Improved Dyson series expansion for steady-state quantum transport beyond the weak coupling limit - divergences and resolution

TL;DR

This paper develops an improved Dyson series expansion method for calculating steady-state quantum transport in nonlinear systems, resolving divergence issues and enabling higher-order perturbative calculations beyond the weak coupling limit.

Contribution

It introduces a unique initial condition choice to eliminate divergences in the Dyson series, allowing accurate steady-state current calculations up to fourth-order in system-bath coupling.

Findings

Divergences in truncated Dyson series are resolved with a specific initial condition.

Steady-state currents are accurately computed up to fourth-order in system-bath coupling.

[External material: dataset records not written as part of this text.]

PR #5056, opened 2023-06-27
Allow episode ID based access control via roles

lkiesow:
If activated, users with a role like `ROLE_EPISODE_<ID>_<ACTION>` will have access to the episode with the given identifier, without this having to be specifically specified in the ACL attached to the episode.

For example, `ROLE_EPISODE_872dc4ec-ca8a-4e12-8dac-ce99784d6d29_READ` will allow the user to get read access to episode `872dc4ec-ca8a-4e12-8dac-ce99784d6d29`.

### Your pull request should…

* [ ] have a concise title
* [ ] pass automated tests


lkiesow:
(To-do) What is missing?

ACL file permission checks already work, and checks via Solr work as well. But Elasticsearch also holds a representation of the ACL and needs to honor the new ID roles.

In the best case, it does that without having to modify the stored ACLs in Elasticsearch. Unfortunately, that seems to be hard.

An alternative would be to write modified ACLs to the search index. This would already work when doing a full re-indexing of asset manager data, but that's probably an unreasonable amount of work. Acceptable would be, however, if we could trigger a re-index/update of only the ACLs from the asset manager: Essentially, run through all events in the asset manager, take the ACL from the latest snapshot and write that (including the ID roles) to the correct field in the search index.

Arnei:
Attempted to implement the to-do lkiesow mentioned above, following his suggested alternative (because I agree with his assertion that the implementation for the "best case" would be very hard).

~Also I don't understand why the docs are not compiling.~

etc/org.opencastproject.adminui.endpoint.OsgiEventEndpoint.cfg
gregorydlogan, line 1: Was this included by accident?  If not then this needs to be in `develop`, right?

modules/asset-manager-impl/src/main/java/org/opencastproject/assetmanager/impl/AssetManagerImpl.java
```diff
@@ -1611,4 +1626,45 @@ private Function<Optional<Event>, Optional<Event>> getEventUpdateFunction(Snapsh
...
+
+  private Event updateAclInEvent(Event event, MediaPackage mp, String eventId) {
+    AccessControlList acl = authorizationService.getActiveAcl(mp).getA();
+    List<ManagedAcl> acls = aclServiceFactory.serviceFor(securityService.getOrganization()).getAcls();
+
+    if (episodeIdRole) {
+      // Add custom roles to the ACL
+      // This allows users with a role of the form ROLE_EPISODE_<ID>_<ACTION> to access the event through the index
+      List<AccessControlEntry> customEntries = new ArrayList<>();
+      for (AccessControlEntry entry : acl.getEntries()) {
```
gregorydlogan: Why are we doing this once for every ACL entry that's already existing?

Say I've got an event with this ACL:
```
ROLE_USER: READ
ROLE_COURSE_ADMIN: READ,WRITE
```

Wouldn't `customEntries` have
```
ROLE_EPISODE_abc123_READ,
ROLE_EPISODE_abc123_READ,
ROLE_EPISODE_abc123_WRITE
```

in it?  Or am I completely out to lunch on this logic?

modules/search-service-impl/src/main/java/org/opencastproject/search/impl/solr/SolrRequester.java
```diff
@@ -626,13 +629,22 @@ private static String mkString(Object f) {
    */
   private SolrQuery getForAction(SearchQuery q, String action, boolean applyPermissions) throws SolrServerException {
     StringBuilder sb = new StringBuilder();
+    logger.error("Called getForAction");
```
gregorydlogan: This should be removed :D

gregorydlogan (changes requested):
Found a few things which need work.  Otherwise looks good?  If this is for a client, you're going to run into issues once #5597 goes into develop, one of us is going to have to add support for this.

etc/org.opencastproject.adminui.endpoint.OsgiEventEndpoint.cfg
Arnei: Yup, an accident. Will remove this change.

modules/asset-manager-impl/src/main/java/org/opencastproject/assetmanager/impl/AssetManagerImpl.java
Arnei: The intention here is to also have custom entries for other actions. So you can for example have

```
ROLE_EPISODE_abc123_ANNOTATE,
ROLE_EPISODE_abc123_ANNOTATE_ADMIN,
```

as well. But maybe the code is flawed anyway?

gregorydlogan: I think so, because this *disregards* the role name from `entry` to generates the custom roles.  `ROLE_ANNOTATE_ADMIN: READ` becomes `ROLE_EPISODE_abc123_READ: READ` because it's using `entry`'s action (READ/WRITE/WHATEVER), rather than using some kind of substring of the role name.

Arnei: The role name would be something like `ROLE_USER_ADMIN`, right? That does not contain any info relevant to our custom roles. `ROLE_ANNOTATE_ADMIN: READ` is not really something we have in our ACLs, rather `ROLE_USER_ADMIN: ANNOTATE`, which becomes `ROLE_EPISODE_abc123_ANNOTATE`.

Little excerpt from an Elasticsearch doc for how this looks like for an event I tested with:
```
  "acl_permission_annotate-admin": [
    [
      "ROLE_EPISODE_a112b2c5-f20f-4275-b953-2510a09f4957_ANNOTATE-ADMIN",
      "ROLE_USER_ADMIN"
    ]
  ],
    "acl_permission_read": [
    [
      "ROLE_EPISODE_a112b2c5-f20f-4275-b953-2510a09f4957_READ",
      "ROLE_USER_ADMIN",
      "ROLE_USER_BOB"
    ]
  ],
    "acl_permission_write": [
    [
      "ROLE_EPISODE_a112b2c5-f20f-4275-b953-2510a09f4957_WRITE",
      "ROLE_USER_ADMIN",
      "ROLE_USER_BOB"
    ]
  ],
    "acl_permission_annotate": [
    [
      "ROLE_EPISODE_a112b2c5-f20f-4275-b953-2510a09f4957_ANNOTATE",
      "ROLE_USER_ADMIN",
      "ROLE_USER_BOB"
    ]
  ],
  ```

Comment (Arnei) [reply modules/asset-manager-impl/src/main/java/org/opencastproject/assetmanager/impl/AssetManagerImpl.java]: That being said,

> Why are we doing this once for every ACL entry that's already existing?

is probably a valid question anyway. With how I wrote this, I rely on all the actions I want `ROLE_EPISODE_[...]` for to be present in the ACL already. Maybe that's bad? Maybe I want to generate `ROLE_EPISODE_[...]` for all possible actions defined in the system instead? Is there a list of those somewhere?

Comment (gregorydlogan) [reply modules/asset-manager-impl/src/main/java/org/opencastproject/assetmanager/impl/AssetManagerImpl.java]: Not that I'm aware of, and certainly if someone were to add a new one that list would likely be incomplete.  I think depending on the incoming ACL seems reasonable, since it should contain everything that's needed.  I guess the question becomes how many is too many to process.  I hope people don't have events with hundreds of ACL entries, but it's technically possible.

I would also be tempted to either check if the generated role is already in `customEntries`, or make `customEntries` a `Set` so that we don't generate a ton of dup roles.  Past that I'm not sure how else to do what you're doing.

File: docs/guides/admin/docs/configuration/role-based-event-access.md [hunk 3]
```diff
@@ -0,0 +1,19 @@
+Role based event access
```
KatrinIhler: <del>I think calling it role based event access might be confusing to some people - since other access is also role-based. The difference here is that the user having the role is enough, without needing to amend the ACL. Not sure how to shorten this to something snappy though... Magic user roles? :D Superpower user roles? :laughing:</del>

<del>Technically ROLE_ADMIN is also such a role.</del>

Since the text calls them episode id roles, which is much more precise, maybe just include that in the title as well?

docs/guides/admin/docs/configuration/role-based-event-access.md
```diff
@@ -0,0 +1,19 @@
...
+Setup
+--------------------
+
+Enable `episode.id.role.access` in `etc/org.opencastproject.assetmanager.impl.AssetmanagerImpl.cfg` and
+`etc/org.opencastproject.authorization.xacml.XACMLAuthorizationService.cfg`.
+
+To make this work for the Admin UI and External API, the Elasticsearch Index needs to be updated with modified
+ACLs. You can achieve this by calling the /index/rebuild/AssetManager/ACL endpoint AFTER enabling this feature
+in the aforementioned configuration files.
+The endpoint will reindex only event ACLs.
```
KatrinIhler: Maybe mention here that only custom actions currently configured will work, and when adding a new custom action, this needs to be done again?

docs/guides/admin/docs/releasenotes/role-based-event-access.txt
```diff
@@ -0,0 +1,2 @@
+Adds the feature "Role Based Event Access". For more information see the doc file
```
KatrinIhler: Same complaint here.

docs/guides/admin/docs/configuration/index.md
```diff
@@ -31,6 +31,7 @@ General Configuration
     - [JWT-based Authentication and Authorization (e.g. for OIDC)](security.jwt.md)
     - [Access Control Lists](acl.md)
     - [Stream Security](stream-security.md)
+    - [Role Based Event Access](role-based-event-access.md)
```
KatrinIhler: Same complaint here.

docs/guides/admin/mkdocs.yml
```diff
@@ -91,6 +91,7 @@ nav:
       - Sakai User Provider: 'configuration/security.user.sakai.md'
       - Brightspace User Provider: 'configuration/security.user.brightspace.md'
       - Canvas User Provider: 'configuration/security.user.canvas.md'
+      - Role Based Event Access: 'configuration/role-based-event-access.md'
```
KatrinIhler: Aand here.

etc/org.opencastproject.assetmanager.impl.AssetManagerImpl.cfg
```diff
@@ -31,3 +31,18 @@
...
+# 872dc4ec-ca8a-4e12-8dac-ce99784d6d29.
+#
+# Don't forget to also activate this feature in org.opencastproject.authorization.xacml.XACMLAuthorizationService.cfg
+#
+# To make this work for the Admin UI and External API, the Elasticsearch Index needs to be updated with modified
+# ACLs. You can achieve this by calling the /index/rebuild/AssetManager/ACL endpoint AFTER activating this feature.
+# The endpoint will reindex only event ACLs.
+#
+# Default: false
+episode.id.role.access = true
```
KatrinIhler: Not set to default :D

etc/org.opencastproject.assetmanager.impl.AssetManagerImpl.cfg
```diff
@@ -31,3 +31,18 @@
...
 #includeUIRoles = false
 
+# Allow episode ID based access control via roles.
+# If activated, users with a role like ROLE_EPISODE_<ID>_<ACTION> will have access to the episode with the given
+# identifier, without this having to be specifically specified in the ACL attached to the episode.
+#
+# For example, ROLE_EPISODE_872dc4ec-ca8a-4e12-8dac-ce99784d6d29_READ will allow the user to get read access to episode
+# 872dc4ec-ca8a-4e12-8dac-ce99784d6d29.
+#
+# Don't forget to also activate this feature in org.opencastproject.authorization.xacml.XACMLAuthorizationService.cfg
```
KatrinIhler: Maybe naive question - wouldn't it be better to have a global config for this instead of having to turn it on for multiple services? E.g. in custom.properties?

etc/org.opencastproject.assetmanager.impl.AssetManagerImpl.cfg
```diff
@@ -31,3 +31,18 @@
 #
 #includeUIRoles = false
 
+# Allow episode ID based access control via roles.
```
KatrinIhler: Good explanation here imo.

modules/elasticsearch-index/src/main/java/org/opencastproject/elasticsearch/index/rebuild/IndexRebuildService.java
PR #5100, opened 2023-07-04
docs: Fix NGINX configuration template preventing alias traversals

ziegenberg:
We provide a documentation example of a potentially insecure Nginx configuration that may allow alias traversal. According to https://labs.hakaioffsec.com/nginx-alias-traversal/ when there is an `alias` directive present within the `location` directive, then the `location` directive should end with a trailing slash in its path and the `alias` directive should end with a trailing slash as well.

### Your pull request should…

* [x] have a concise title
* [ ] pass automated tests


lkiesow (approved):
While not really security-relevant in this case since it is an `internal` location and the URL is generated by Opencast, it's still an interesting find and there is no reason to not fix this. Merging.

Issue #5099, opened 2023-07-03
Feature request: Endpoint to get Licenses & Languages in metadata


ferishili:
**Description**
So far all major Opencast Plugins in LMSes provide available licenses and languages themselves (Hardcoded) and basically is a copy and paste of those in Opencast server, which is not a good practice.

**Feature**
That would be really great, if we could have a listing endpoint under `/api` to get the list of listables like languages and licenses.

**Expected**
I should be able to call to an endpoint like `/api/listing/{value}` where possible values could be `languages` or `licenses` and get the exact listing as provided in adminUI.
Of course in `key:value` pairs

**Nice to have**
Would be much nicer if it could handle the localization as well
E.g. passing 'de' returns the list in Germen.

mtneug:
@Arnei can this be closed?

Arnei:
Yup, can be closed

PR #5102, opened 2023-07-06
Add endpoint to get languages & licenses

Arnei:
Attempts to resolve https://github.com/opencast/opencast/issues/5099.

Adds two new endpoints to the external API. They return the languages/licenses configured in the listproviders.

The endpoint behaviour is fairly straightly copied from their Admin UI endpoint counterpart in `admin-ng/resources`. The key difference is that `admin-ng/resources` allows for request for any provider, whereas this commit created two explicit endpoints for two explicit providers. The reasoning is that users of the external api should not have access to every provider, and that most providers only make sense in the context of the Admin UI anyway. I'd be happy to hear other opinions on this.

Another issue is that both the language & license endpoint return translation identifiers that are only useful to the Admin UI instead of more useful labels (e.g. `LANGUAGE.ARABIC` instead of `Arabic`). And I don't see a clean way of getting those translations from the Admin UI, short of copying the entire translation to the external-api module (like the lti module did).

### Your pull request should…

* [ ] have a concise title
* [ ] pass automated tests

### DIFF
--- a/docs/guides/developer/docs/api/listprovider-api.md
+++ b/docs/guides/developer/docs/api/listprovider-api.md
@@ -1,0 +1,52 @@
+[TOC]
+
+# Information
+
+The ListProvider API is available since API version 1.10.0.
+
+### GET /api/listproviders/languages
+
+Returns a list of languages as configured in the listproviders.
+
+__Response__
+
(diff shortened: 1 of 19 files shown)


Arnei:
Technical meeting concluded that it would be good if this could be extended to all providers. No privacy concerns.

PR #5115, opened 2023-07-14
Fix index rebuild

geichelberger:
This PR fixes a bug in that the last eight events of the current rebuild batch were not indexed because it never reached the required bulk update size and got reset afterward.

>1000 contains 62 bulk updates of size 16, but it only updates if the updatedEventRange size is greater than equals 16, which means the last batch of size 8 will be skipped. 

Maybe controversial: I changed all the bulk updates to 20 for consistency.

* [ ] have a concise title
* [ ] pass automated tests

### DIFF
--- a/modules/asset-manager-impl/src/main/java/org/opencastproject/assetmanager/impl/AssetManagerImpl.java
+++ b/modules/asset-manager-impl/src/main/java/org/opencastproject/assetmanager/impl/AssetManagerImpl.java
@@ -955,12 +955,12 @@ public class AssetManagerImpl extends AbstractIndexProducer implements AssetMana
       RichAResult r;
       int current = 0;
       logIndexRebuildBegin(logger, index.getIndexName(), total, "snapshot(s)");
+      var updatedEventRange = new ArrayList<Event>();
       do {
         r = enrich(q.select(q.snapshot()).where(q.version().isLatest()).orderBy(q.mediapackageId().desc())
           .page(offset, PAGE_SIZE).run());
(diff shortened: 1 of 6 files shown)


Arnei:
Can't reproduce the issue. In my test installation, all of my 42 events get indexed. Probably because it not only checks that `updatedEventRange.size() >= n`, but also that `current >= total` which should always eventually occur since all events get indexed? Though the whole `current` counting seems funky if you have multiple tenants, maybe that's an issue? (Admittedly haven't looked at the code too closely).

geichelberger:
You need more than 1000 events.

ziegenberg:
This is a problem with only huge OC instances. For every 1000 events, 8 events go missing. This bug is 4 months old. See #4783.

KatrinIhler:
So do I understand this correctly that while you change the patch size for every service, the actual bug only occurred in the AssetManager? (Asking because I'm thinking about how to fix the broken events without doing a whole index rebuild.)

geichelberger:
Yes, the actual bug is only in the AssetManager. The other service that uses pagination is not affected.

KatrinIhler:
> The other service that uses pagination is not affected.

I'm pretty sure the Workflow Service is also affected. It also uses pagination with pages of 1000, and doesn't carry over the instances contained in the last batch that doesn't match the batch size.

Additionally setting the batch size to 20 doesn't fix this for the Workflow Service because not all instances of a page are actually indexed, so the last batch can be less than 20 as well.

Could you take a look at #5226 to confirm this? :)

PR #5116, opened 2023-07-17
Only show Asset Upload for options of correct type

KatrinIhler:
Currently the Asset Upload link in the event details is always shown because ng-show also considers the source options, even though these are then not displayed, leading to an empty form with a non-functional button. If we don't have options configured for the actual asset upload, we shouldn't show the link in the first place.


Arnei (approved):

KatrinIhler:
Just noticed I used the wrong source branch and since I can't change that, i created #5116 instead. @Arnei Would you mind approving that one?

PR #5117, opened 2023-07-18
Only show Asset Upload for options of correct type

KatrinIhler:
Currently the Asset Upload link in the event details is always shown because ng-show also considers the source options, even though these are then not displayed, leading to an empty form with a non-function button. If we don't have options configured for the actual asset upload, we shouldn't show the link in the first place.

Edit: This was unintentionally broken by #3150.


KatrinIhler:
Same as #5116 but this time with the correct source branch...

Arnei (approved):

PR #5125, opened 2023-07-28
Logging nitpicks

JulianKniephoff:
Our build currently produces the following warning (among others ... 😉):

```
[WARNING] The artifact org.slf4j:slf4j-log4j12:jar:1.7.36 has been relocated to org.slf4j:slf4j-reload4j:jar:1.7.36
```

I don't like warnings, so I used this as an excuse to learn a little bit about our logging setup. In the end it turned out that we can really just replace the former dependency with the latter to get rid of the warning, because that is literally already what was happening anyway.

This PR also includes some other cleanup around this particular dependency, neatly packaged into individual commits should one of them prove controversial. Specifically f019efd311655f7368ed785a849384dd55f41d52 might spark some discussion, but we can also just remove it if the community isn't comfortable with it.

See the individual commit messages as well for some more details.

### DIFF
--- a/modules/admin-ui/pom.xml
+++ b/modules/admin-ui/pom.xml
@@ -353,7 +353,6 @@
     <dependency>
       <groupId>org.slf4j</groupId>
       <artifactId>slf4j-log4j12</artifactId>
-      <scope>test</scope>
     </dependency>
   </dependencies>
   <build>
--- a/modules/admin-ui/pom.xml
+++ b/modules/admin-ui/pom.xml
@@ -352,7 +352,7 @@
     </dependency>
     <dependency>
       <groupId>org.slf4j</groupId>
-      <artifactId>slf4j-log4j12</artifactId>
+      <artifactId>slf4j-reload4j</artifactId>
     </dependency>
   </dependencies>
   <build>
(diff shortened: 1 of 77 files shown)


lkiesow:
> This PR also includes some other cleanup around this particular dependency, neatly packaged into individual commits should one of them prove controversial. 

It would be far easier to discuss individual patches if the patches, in particular the potentially controversial ones, would have been separate pull requests. Ignore that for now, but would be nice for next time.

>  Remove redundant dependency scope specifications
>
> At least for `slf4j-log4j12`.
>
> We might want to do this for other dependencies as well, or we might not want to do it at all, we'll see what people say about this, I guess.

Why is the scope `test` redundant? Isn't `compile` the default scope?

JulianKniephoff:
> It would be far easier to discuss individual patches if the patches, in particular the potentially controversial ones, would have been separate pull requests. Ignore that for now, but would be nice for next time.

I see what you're saying, and I agree in general, but not in this case, because these patches are all related to some extent. (Said extent is debatable of course, granted. 🤷‍♀️). To wit:

> Why is the scope test redundant? Isn't compile the default scope?

It's **made** redundant by specifying the scope globally in the `dependencyManagement`-section of the base POM by the previous commit. I split this into two commits because the second part might be controversial/inconsistent/non-idiomatic/... The first one isn't. All of our test dependencies have their default scope set to `test` in this way.

lkiesow (approved):

PR #5150, opened 2023-08-01
Fix Endless Loop on Elasticsearch Exception

KatrinIhler:
Instead of stopping once maxRetryAttempts has been reached, Opencast will try to query or update Elasticsearch endlessly when encountering an ElasticsearchStatusException. This was broken by #4120.


lkiesow:
Rebased this to fix the zip issue

gregorydlogan:
Works as expected!

PR #1623, opened 2023-02-02
Improving accounting stats

eschiendorfer:
As already a bit discuessed here: https://forum.thirtybees.com/topic/5983-all-purchase_supplier_price-in-order_detail-table-wrong/ tb doesn't save all pricing information historically. 

This PR does solve this issue (at least in some ways). It adds two columns to the DB:

- shipping_cost_accounting
- payment_cost_accounting

This means, that order profits don't change, if you change your cost configs in the future. In addition this PR allows to set up absolute fees for carriers. For payment this was already there. Dashboard profit values will be calculated with the new method, but is backward compatible.

**Be careful:** I have this active for 2 weeks and it seems to work perfectly. But merchants need to update their Database by core updater module. If they forget it, they will see exceptions at very critical stages (order validation for example).

Note:

- If this gets merged, the orderprofitstats should be updated as well.
- I haven't implemented any BO edit of these new columns/values. It was also not possible before. IMO it's not important at the moment, but could be extended in the future.

### DIFF
--- a/classes/module/PaymentModule.php
+++ b/classes/module/PaymentModule.php
@@ -596,6 +596,8 @@ abstract class PaymentModuleCore extends Module
                         $orderCarrier->weight = (float) $order->getTotalWeight();
                         $orderCarrier->shipping_cost_tax_excl = (float) $order->total_shipping_tax_excl;
                         $orderCarrier->shipping_cost_tax_incl = (float) $order->total_shipping_tax_incl;
+                        $id_country = $address->id_country ?? (new Address($idAddress))->id_country;
+                        $orderCarrier->setShippingCostAccounting($carrier, $orderCarrier->shipping_cost_tax_excl, $id_country, $order->conversion_rate);
                         $orderCarrier->add();
                     }
                 }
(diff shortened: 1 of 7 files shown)


getdatakick:
Please read my reply on forum. 

I don't think this is the right approach. Reporting basically use function

`f(order, config) -> approxFee`

to calculate shipping / payment fees. What your PR does is run this function when order is created and save the result into database for each order. The only reason for that is that `config` can change over time.

Instead of saving some pseudo-random approxFee into database, I suggest we change the `config` parameter to be time-based.

We could have config table like this


| date_from | date_to | fee |
|-----------|-------- |----|
|  | 2022-01-01 | 3.0 |
| 2022-01-01 | 2022-02-01 | 3.12 |
| 2022-02-01 | 2022-03-01 | 4.0  |
| 2022-03-01 | | 4.01 |

and the function to calculate fee would use the proper row based on order date

eschiendorfer:
Thanks for your reply. I like your proposal. But how would we save this new confic values? We need a new ObjectModel for it, right?

eschiendorfer:
@getdatakick have you thought about it? I want to work on this (and on the image rewrite) next weeks, so I can finish this projects 👍

getdatakick:
I wonder why this functionality is in the core. How about we extracted it to module instead?

PR #1661, opened 2023-03-28
Message to order

e-com-presta:
Saving a message to an order with a status of "private" is rather a mistake.
Customers don't see this message in the order history and think it didn't get added. They write it again, or call the store.


therampagerado:
This is the BO order page message that merchants send out to customers?

e-com-presta:
> This is the BO order page message that merchants send out to customers?

No, this is a standard message added to a frontoffice order.

PR #1673, opened 2023-05-04
Administration all category view and search

deweblooper:
On system Administration Category page is hard to manage many categories if employee don´t know whole categories tree, when catalog contains let´s say 1270 categories ordered in 15 main categories and then each other subcategories in 3-4 sublevels.
And it is not possible to search and find any category in tree, just visible on actual level, so it is not useful at all.

This enhancement add new button to header toolbar for jump to other - new view with categories full list - new page "Categories quick list"

screen-category-tree

and also add to system new controller for displaying extra page with all catalog categories (pagination with numeber of pages viewed is also there), where employee can search and find any category in catalog like charm.
This new page also use buttons for preview selected category from FO, or straight open category editor in BO.

screen-category-quicklist

### DIFF
--- a/controllers/admin/AdminCategoriesAllController.php
+++ b/controllers/admin/AdminCategoriesAllController.php
@@ -1,0 +1,209 @@
+<?php
+/**
+ * Copyright (C) 2021 thirty bees
+ *
+ * NOTICE OF LICENSE
+ *
+ * This source file is subject to the Open Software License (OSL 3.0)
+ * that is bundled with this package in the file LICENSE.md.
+ * It is also available through the world-wide-web at this URL:
+ * https://opensource.org/licenses/osl-3.0.php
+ * If you did not receive a copy of the license and are unable to
+ * obtain it through the world-wide-web, please send an email
+ * to license@thirtybees.com so we can send you a copy immediately.
+ *
+ * @author    thirty bees <contact@thirtybees.com>
+ * @copyright 2021 thirty bees
+ * @license   Open Software License (OSL 3.0)
+ */
+
+
+
+/**
+ * Class AdminCategoriesControllerCore reworked
+ *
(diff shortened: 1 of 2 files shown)


getdatakick:
I like the idea, it's quite a nice enhancement.

I tested it, and I have few comments:

1) warning is raised: `Creation of dynamic property AdminCategoriesAllController::$_category`
2) line 126 in AdminCategoriesAllController must be some copy'n'paste error: 
```php 
if (!array_key_exists('Bad SQL query', static::$cache_lang)) {
``` 
3) permissions -- since this is new controller, non-admin employees will not have access to. Installation data should be updated to add default employees profile access. 
4) does not work correctly in multi-store environments -- lines in list are duplicated

Issues 1,2 and 4 can be easily fixed. My biggest concern is about 3. Maybe the best approach here would be to implement this view as part of existing AdminCategoriesController -- simply adjust list sql if the url contains 'quickview' or something like that. What do you think about that?

deweblooper:
@getdatakick, thank you
issue 1: warning comes from tests? or from visual check in administration? I didn´t noticed, sorry. I will try new updated 30B
issue 2: I´ve stoled/adapted method from .\controllers\admin\AdminProductsController.php
Maybe it has something with my PHP version? I am stacked on 7.4 because of my client´s server and bunch of old but useful modules used but not maintained any more.
issue 4: I am dumb :D I even didn´t tried it in multistore
issue 3: yes, it was first step where I´ve started, but after seeing those requests I wasn´t able to move on, that´s why I´ve better started an isolated file for this and tried to make it work there (I am not real programmer just empirical coder :). But really it could be much more elegant to put it to original controller, you are right

therampagerado:
@deweblooper looking forward to this improvement! ;)

PR #1674, opened 2023-05-04
Product reference code - whitespace at the beginning and end

deweblooper:
Issue:
In Administration > Catalog > Products > (any product) > [Edit]
in field "Reference code" must not be allowed to use space before first or after last character in code:
"abc123" is not same as " abc123" or "abc123 ".
This is not problem for eshop employees, but big issue for sync eshop products with third party applications where reference code is used as only key to recognize pairs.

Fix:
In ".\classes\Validate.php" make function "isReference" more precise with correct regex to avoid spaces at all.

### DIFF
--- a/classes/Validate.php
+++ b/classes/Validate.php
@@ -534,7 +534,7 @@ class ValidateCore
      */
     public static function isReference($reference)
     {
-        return (bool) preg_match(Tools::cleanNonUnicodeSupport('/^[^<>;={}]*$/u'), $reference);
+        return (bool) preg_match(Tools::cleanNonUnicodeSupport('/^[^\s<>;={}]*$/u'), $reference);
     }
 
     /**


getdatakick:
We had to revert this change.

A lot of stores is using reference codes with spaces. The same validation is used for supplier reference as well. 

With this change, updating products failed -- merchants had to change their reference code(s). What is worse, order creation with these products failed as well, because order detail contains copy of reference codes.

For backwards compatibility reasons we must support spaces in reference codes.

deweblooper:
OK, and what about modify regex?
I understand when space is in code, so this option can be "true" - you are right @getdatakick 
but I don´t believe reference need space before first character, or after last characters - this is for me "false" at all

getdatakick:
That's too risky, if there are some existing data in db that has reference with leading or trailing spaces. 

We would have to accompany such change with some data migration, and trim all references in database (product, combination, suppliers, order detail, supply orders, etc). 

If you need this, you can always implement this as a custom override

deweblooper:
I´ve found a solution:
^\s+|\s+$
I think that with this fix any store can identify bad references in it or in external sources,
which is solution more handy than ignore problem of bad references  :)
but OK, I understand honestly, nevermind, decide as you need for safety of store,
I have it implemented as override to my stores

Issue #1665, opened 2023-04-07
Field too wide


musicpanda:
A very small issue: the "Free shipping starts at" weight field on the shipping preferences page is too wide. 

![shipping](https://user-images.githubusercontent.com/13930107/230587835-8c3f687a-6b59-46e9-bcfa-ef62bbf71436.jpg)

PR #1676, opened 2023-05-12
Update AdminShippingController.php

Zengraph:
Field too wide #1665 

there is some style missing on that div input group .fixed-width-lg


Zengraph:
Field too wide #1665

Issue #1630, opened 2023-02-11
Alignment of the tracking number


Jorgemgm:
On order, when we fill in the tracking number field, it isn't aligned with the expression "Tracking number".

The field of "Tracking number" should be aligned with the beginning of the expression "Tracking number".

That way, it has more length to show the link of the tracking number.

![image](https://user-images.githubusercontent.com/38436949/218241367-4729784a-d719-4048-8bcd-f35cf1b58b9e.png)

After the update, the "Tracking number" is aligned.

![image](https://user-images.githubusercontent.com/38436949/218241379-dfc9d578-3874-4129-94cb-7b01d104dc1c.png)

PR #1677, opened 2023-05-12
TO DELETE - Update _shipping.tpl

Zengraph:
TO DELETE - Alignment of the tracking number #1630


Zengraph:
Sorry it was not complete there is another one better.

PR #1678, opened 2023-05-12
Update _shipping.tpl

Zengraph:
Alignment of the tracking number #1630 
with style added.


Zengraph:
Alignment of the tracking number #1630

The method is validated against exact Green's function calculations and applied to nonlinear models.

Abstract

We present a general theory to calculate the steady-state heat and electronic currents for nonlinear systems using a perturbative expansion in the system-bath coupling. We explicitly demonstrate that using the truncated Dyson-series leads to divergences in the steady-state limit, thus making it impossible to be used for actual applications. In order to resolve the divergences we propose a unique choice of initial-condition for the reduced density matrix, which removes the divergences at each order. Our approach not only allows us to use the truncated Dyson-series, with a reasonable choice of initial condition, but also gives the expected result that the steady-state solutions should be independent of initial preparations. Using our improved Dyson series we evaluate the heat and electronic currents upto fourth-order in system-bath coupling, a considerable improvement over the standard quantum master equation techniques. We then numerically corroborate our theory for archetypal settings of linear systems using the exact nonequilibrium Green's function approach. Lastly, to demonstrate the advantage of our approach we deal with the nonlinear spin-boson model to evaluate heat current upto fourth-order and find signatures of cotunnelling process.